PR #919, opened 2020-06-29
graphql: fix error messages for output types mismatch

### LINKED ISSUE #891: Non-informative error in case when boolean returned instead of array
https://github.com/tarantool/cartridge/blob/502cf09992dab4365349ecbc07cf8ab9a8094b64/cartridge/graphql/execute.lua#L200

```log
WARNING  localhost:11001:server.py:40 2020-06-09 11:49:30.550 [10501] main/182/http/127.0.0.1:63423 init.lua:114 E> [a1b04dd3-32b0-4325-98f8-e32255fa7712] Graphql execution failed: graphql internal error: ...tdg/.rocks/share/tarantool/cartridge/graphql/execute.lua:201: attempt to concatenate field 'name' (a nil value)
WARNING  localhost:11001:server.py:40 stack traceback:
WARNING  localhost:11001:server.py:40 	...tdg/.rocks/share/tarantool/cartridge/graphql/execute.lua:307: in function 'evaluateSelections'
WARNING  localhost:11001:server.py:40 	...tdg/.rocks/share/tarantool/cartridge/graphql/execute.lua:217: in function 'completeValue'
WARNING  localhost:11001:server.py:40 	...tdg/.rocks/share/tarantool/cartridge/graphql/execute.lua:178: in function 'getFieldEntry'
WARNING  localhost:11001:server.py:40 	...tdg/.rocks/share/tarantool/cartridge/graphql/execute.lua:307: in function 'evaluateSelections'
WARNING  localhost:11001:server.py:40 	...tdg/.rocks/share/tarantool/cartridge/graphql/execute.lua:217: in function 'getFieldEntry'
WARNING  localhost:11001:server.py:40 	...tdg/.rocks/share/tarantool/cartridge/graphql/execute.lua:307: in function 'evaluateSelections'
WARNING  localhost:11001:server.py:40 	...tdg/.rocks/share/tarantool/cartridge/graphql/execute.lua:217: in function 'completeValue'
WARNING  localhost:11001:server.py:40 	...tdg/.rocks/share/tarantool/cartridge/graphql/execute.lua:206: in function 'getFieldEntry'
WARNING  localhost:11001:server.py:40 	...tdg/.rocks/share/tarantool/cartridge/graphql/execute.lua:307: in function <...tdg/.rocks/share/tarantool/cartridge/graphql/execute.lua:301>
WARNING  localhost:11001:server.py:40 	...
```

olegrok:
This patch fixes two problems.

1. When we return wrong value for List of nonNull type. nil dereference happened because error handler didn't consider nonNullable wrapper. `innerType.name` for `Type` is `"Type"` and `nil` for `Type!` (expected "Type" or "NonNull(Type)"). (https://github.com/tarantool/cartridge/pull/919/files#diff-926c2702f04ab81baa008eec661b481eR200)

1. Scalar could be passed instead of Object. This patch adds a check that Object is "table". (https://github.com/tarantool/cartridge/pull/919/files#diff-926c2702f04ab81baa008eec661b481eR218)

Closes #891

### DIFF
--- a/cartridge/graphql/execute.lua
+++ b/cartridge/graphql/execute.lua
@@ -194,13 +194,16 @@ local function completeValue(fieldType, result, subSelections, context, opts)
   end
 
   if fieldTypeName == 'List' then
-    local innerType = fieldType.ofType
-
-    if type(result) ~= 'table' then
-      local message = ('Expected a table for %q list, got %q'):format(util.getTypeName(innerType), type(result))
+    if not util.is_array(result) then
+      local resultType = type(result)
+      if resultType == 'table' then
+        resultType = 'map'
+      end
+      local message = ('Expected %q to be an "array", got %q'):format(fieldName, resultType)
       error(message)
     end
 
+    local innerType = fieldType.ofType
     local values = {}
     for i, value in ipairs(result) do
       values[i] = completeValue(innerType, value, subSelections, context)
@@ -215,7 +218,7 @@ local function completeValue(fieldType, result, subSelections, context, opts)
 
   if fieldTypeName == 'Object' then
     if type(result) ~= 'table' then
-      local message = ('Expected a table for %q object, got %q'):format(util.getTypeName(fieldType), type(result))
+      local message = ('Expected %q to be a "map", got %q'):format(fieldName, type(result))
       error(message)
     end
     local completed = evaluateSelections(fieldType, result, subSelections, context)
--- a/cartridge/graphql/execute.lua
+++ b/cartridge/graphql/execute.lua
@@ -72,11 +72,6 @@ local function mergeSelectionSets(fields)
 end
 
 local function defaultResolver(object, _, info)
-  if type(object) ~= 'table' then
-    local objectType = info.fieldASTs[1].kind
-    local name = info.fieldASTs[1].name.value
-    error(('Expected a table for %s %q'):format(objectType, name))
-  end
   return object[info.fieldASTs[1].name.value]
 end
 
@@ -202,10 +197,8 @@ local function completeValue(fieldType, result, subSelections, context, opts)
     local innerType = fieldType.ofType
 
     if type(result) ~= 'table' then
-      if innerType.__type == 'NonNull' then
-        innerType = innerType.ofType
-      end
-      error('Expected a table for ' .. innerType.name .. ' list')
+      local message = ('Expected a table for %q list, got %q'):format(util.getTypeName(innerType), type(result))
+      error(message)
     end
 
     local values = {}
@@ -221,6 +214,10 @@ local function completeValue(fieldType, result, subSelections, context, opts)
   end
 
   if fieldTypeName == 'Object' then
+    if type(result) ~= 'table' then
+      local message = ('Expected a table for %q object, got %q'):format(util.getTypeName(fieldType), type(result))
+      error(message)
+    end
     local completed = evaluateSelections(fieldType, result, subSelections, context)
     setmetatable(completed, serializemap)
     return completed
--- a/cartridge/graphql/execute.lua
+++ b/cartridge/graphql/execute.lua
@@ -72,6 +72,11 @@ local function mergeSelectionSets(fields)
 end
 
 local function defaultResolver(object, _, info)
+  if type(object) ~= 'table' then
+    local objectType = info.fieldASTs[1].kind
+    local name = info.fieldASTs[1].name.value
+    error(('Expected a table for %s %q'):format(objectType, name))
+  end
   return object[info.fieldASTs[1].name.value]
 end
 
@@ -197,6 +202,9 @@ local function completeValue(fieldType, result, subSelections, context, opts)
     local innerType = fieldType.ofType
 
     if type(result) ~= 'table' then
+      if innerType.__type == 'NonNull' then
+        innerType = innerType.ofType
+      end
       error('Expected a table for ' .. innerType.name .. ' list')
     end
 
--- a/test/integration/graphql_test.lua
+++ b/test/integration/graphql_test.lua
@@ -740,68 +740,53 @@ g.test_output_type_mismatch_error = function()
     server.net_box:eval([[
         local fiber = require('fiber')
         package.loaded['test'] = {}
-        package.loaded['test']['expected_list'] = function(_, args)
-            if args.type == 'boolean' then
-                return {{value = {true}}}
-            elseif args.type == 'boolean_list' then
-                return {{value = {{value = true}}}}
-            elseif args.type == 'string' then
-                return {{value = {'Hello'}}}
-            elseif args.type == 'number' then
-                return 123
-            elseif args.type == 'cdata' then
-                return 123LL
-            elseif args.type == 'userdata' then
-                return fiber.create(function() end)
-            elseif args.type == 'object' then
-                return {a = 'b'}
-            end
-            return {{value = {{value = {1}}}}, {value = {{value = {2}}}}}
+        package.loaded['test']['callback'] = function(_, args)
+            return true
         end
 
         local graphql = require('cartridge.graphql')
         local types = require('cartridge.graphql.types')
 
-        local nested_type = types.object({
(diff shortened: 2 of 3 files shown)


test/integration/graphql_test.lua
```diff
@@ -687,6 +736,174 @@ g.test_custom_type_scalar_variables = function()
...
+    )
+
+    t.assert_error_msg_equals('Expected a table for field "value"', function()
+        return server:graphql({
+            query = [[
+                query($type: String) {
+                    expected_list(type: $type) { value { value } }
+                }
+            ]],
+        variables = {type = 'boolean'}}
```
RunsFor, line 809: You are testing error messages here. Declaring variables looks unnecessary too. Same for the following tests

test/integration/graphql_test.lua
```diff
@@ -343,6 +343,55 @@ g.test_enum = function()
...
+            name = 'simple_object',
+            fields = {
+                value = simple_enum,
+            }
+        })
+
+        graphql.add_callback({
+            name = 'simple_enum_output',
+            args = {
+                error = types.string,
```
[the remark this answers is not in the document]
olegrok: Yes, thanks. Removed.

test/integration/graphql_test.lua
olegrok: Variable value changes return value. And I see no bad to use graphql variables in such case.

RunsFor: It's not bad, it's just not necessary. You can put this value inside `type` argument without using variables.

RunsFor:
Could you please explain why error messages are so different?

For `string` argument it is:

```
'Expected a table for field "value"'
```

For `cdata`:

```
'Expected a table for ObjectWithValue list'
```

I would rather expect a following format of the error message:

```
Expected <expected type> for field <field name>, got <value> of type <value type>
```

olegrok:
> Could you please explain why error messages are so different?

It's just different validation branches. But I agree, I'll try to unify error message.

RunsFor:
Sorry, I didn't fully understand your changes.

In GraphQL spec there are so called **result coercion** rules. Basically you execute a resolver, then apply one of result coercion rules. If coercion not possible, you raise an error, otherwise return coerced value.

I don't see any result coercion in the code.

olegrok:
> Sorry, I didn't fully understand your changes.

Well, this patch doesn't have a target to be more compatible with GraphQL spec.
There are some places (two of them I want to fix in this patch) where type mismatch leads to errors "attempt to index nil value". Such things happen when you try to return some scalar value instead of list (it could not be coerced anyway) and another case when error happen but you use nonNullable type and just forget to retrieve original type - nonNull doesn't have "name" field.

In short this patch tries to eliminate *Lua* errors (attempt to index a nil value) but not GraphQL.

RunsFor:
> Such things happen when you try to return some scalar value instead of list (it could not be coerced anyway) and another case when error happen but you use nonNullable type and just forget to retrieve original type - nonNull doesn't have "name" field.

Ok, then. I suppose you may extract this validating logic from resolvers and check constraints after resolving and before completing value.

I believe it is possible to return scalar types from custom resolvers.

test/integration/graphql_test.lua
olegrok: Removed

olegrok:
> > Such things happen when you try to return some scalar value instead of list (it could not be coerced anyway) and another case when error happen but you use nonNullable type and just forget to retrieve original type - nonNull doesn't have "name" field.
> 
> Ok, then. I suppose you may extract this validating logic from resolvers and check constraints after resolving and before completing value.
> 
> I believe it is possible to return scalar types from custom resolvers.

@RunsFor

I've reworked my patch:
- Improve error message verbosity - `Expected a table for "Type" list/object, got "lua-type"`
- I'm not sure that we should extract something. Validation logic is strictly tied with completion logic. Scalar values were prohibited to be returned instead of lists - I've saved such behaviour, just add nullability consideration. And I've made the same for "Object" type. Now I suppose it looks more appropriate.

cartridge/graphql/execute.lua
```diff
@@ -194,12 +194,12 @@ local function completeValue(fieldType, result, subSelections, context, opts)
   end
 
   if fieldTypeName == 'List' then
-    local innerType = fieldType.ofType
-
-    if type(result) ~= 'table' then
-      error('Expected a table for ' .. innerType.name .. ' list')
+    if type(result) ~= 'table' or not util.is_array(result) then
```
RunsFor, line 197: maybe simplify to `if not util.is_array(result) then`?

cartridge/graphql/execute.lua
```diff
@@ -213,6 +213,10 @@ local function completeValue(fieldType, result, subSelections, context, opts)
   end
 
   if fieldTypeName == 'Object' then
+    if type(result) ~= 'table' then
```
RunsFor, line 216: And `if not util.is_map(result)` here?

cartridge/graphql/execute.lua
```diff
@@ -213,6 +213,10 @@ local function completeValue(fieldType, result, subSelections, context, opts)
...
+      local message = ('Expected %q to be a "table", got %q'):format(fieldName, type(result))
```
RunsFor, line 217: Also, to be consistent, I would change to pattern `'Expected %q to be a "map", got %q'`

cartridge/graphql/execute.lua
olegrok: It makes us to patch is_array function a bit. But it seems to be ok.

cartridge/graphql/execute.lua
olegrok: It's redundant I think. Because you should declare nested fields for map. And array won't have them. In contrast map was interpreted as an empty array thus is_array check makes sense.

test/integration/graphql_test.lua
```diff
@@ -687,6 +734,105 @@ g.test_custom_type_scalar_variables = function()
...
+    t.assert_error_msg_equals('Expected "expected_list" to be an "array", got "boolean"', function()
+        return server:graphql({
+            query = [[
+                query {
+                    expected_list
+                }
+            ]]})
+    end)
+
+    t.assert_error_msg_equals('Expected "expected_list_with_nested" to be an "array", got "table"', function()
```
RunsFor, line 826: When using `array`/`map` notation, "table" become confusing.

cartridge/graphql/execute.lua
olegrok: It's redundant I think. Because you should declare nested fields for map. And array won't have them. In contrast map was interpreted as an empty array thus is_array check makes sense.

cartridge/graphql/execute.lua
olegrok: Agree, fixed

test/integration/graphql_test.lua
olegrok: Do you have any alternatives?

cartridge/graphql/execute.lua
RunsFor: I don't get it. Object queries with no selections are not allowed in graphql. So this check may be done. If at least one field is not nullable, then resolver has to return an object with at least one string key.

Anyway, on the other hand there is a particular case, when an object has all fields nullable. There will be empty map indeed, which is indistinguishable with an empty array in lua. So lets leave this peculiarity as is for now.

test/integration/graphql_test.lua
RunsFor: What about adding additional check - when `result` is a table, check that it has no string keys via `type(next(result))`. If so, print "map" in the error message. If not, just print result's type.

olegrok: Seems could be simply done with:
```lua
local resultType = type(result)
if resultType == 'table' then
    resultType = 'map'
end
```

olegrok: Finally, `Expected "expected_list_with_nested" to be an "array", got "map"`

══════════════════════════════

### Your goal
The answer must be every line of the records above that holds the word "argument".

### Written answer
RunsFor: It's not bad, it's just not necessary. You can put this value inside `type` argument without using variables.
For `string` argument it is:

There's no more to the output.